El servidor DNS es el del router, que si no me equivoco emplea los DNS de ya.com.

 *Quote:*   

> Edito: He visto que trillian es una dirección de un servidor rsync de gentoo, o al menos eso parece...

 

Sip, he mirado algunos de los servidores y son mirrors de múltiples proyectos de software libre.

----------

## cpasoft

Pues amigo mío... pues todo apunta a que el fallo no es tuyo, sino más bien del servidor trillian, que parece estar muerto...

Si realmente no se "reanima", tendrán que cambiar los DNS's y que estos se repliquen...

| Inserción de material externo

PR #299, opened 2023-02-19
Guess Who project week 2

SandraMadeleine:


code/script.js
```diff
@@ -229,97 +234,122 @@ const setSecret = () => {
...
 // Invokes the start function when website is loaded
-start()
+start();
 
 // All the event listeners
-restartButton.addEventListener('click', start)
+
+questions.addEventListener('change', selectQuestion); //when player chooses hair/eyes/accessories/other, the function selectQuestion is called
+findOutButton.addEventListener('click', checkQuestion); //when clicking on find out, the checkQuestion function is called
+restartButton.addEventListener('click', start); //restarts the game bt calling the function start
```
YlvaKarlsson, line 354: Nice job with the eventlisteners!
I also checked if the restart-button at your game works and it does! Both after some guesses or also if you guess on the wrong person. GREAT JOB!

I saw a minor thing that I think has to do with the CSS that you could fix if there's time (I'll try to post the printscreen here but if it doesn't work I'll send it on Slack instead :) ) 
image

After finishing the game - the game section is still there on the left side - I think you can chose the win-or-lose-section (or what you call it in your code) to cover the whole screen so that the game section is not visible. Hope that the pic I put her works so you see what I mean :)

YlvaKarlsson (approved):
Overall a very good job Sandra! 
You should be proud - your game works just fine, it filters characters away, it redraws the board and you can chose to play again.

I like the colors you choosed for your game but a tip for the future is to think how it looks an accesible way :)
Don't take it the wrong way - I mean nothing bad with this :) I like colors a lot but green and pink in a combination can be hard to read for a person with bad vision or eyesight so that can be good to have in mind for future projects :)

Really good job of you!

PS. I didn't get my game to even work so I'll look at your code while trying to fix mine...
See you soon again on Slack or in the Jitsi-room! :)

And don't forget to celebrate your progress :D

Si en un futuro te vuelve a pasar, otra solución temporal a parte de cambiar tus servidores DNS, sería poner en tu fichero /etc/hosts una línea con el dominio y la IP que sabes que sí funciona, al menos temporalmente. Luego recuerda removerlo del fichero hosts para que en futuras peticiones ya sea el DNS quien te devuelva la dirección correcta.

Saludotesss...  :Wink: 

----------

## abecedarix

 *cpasoft wrote:*   

> Si en un futuro te vuelve a pasar, otra solución temporal a parte de cambiar tus servidores DNS, sería poner en tu fichero /etc/hosts una línea con el dominio y la IP que sabes que sí funciona, al menos temporalmente. Luego recuerda removerlo del fichero hosts para que en futuras peticiones ya sea el DNS quien te devuelva la dirección correcta.
> 
> Saludotesss... 

 

Saludos igualmente, y muchas gracias por la ayuda  :Smile: 

----------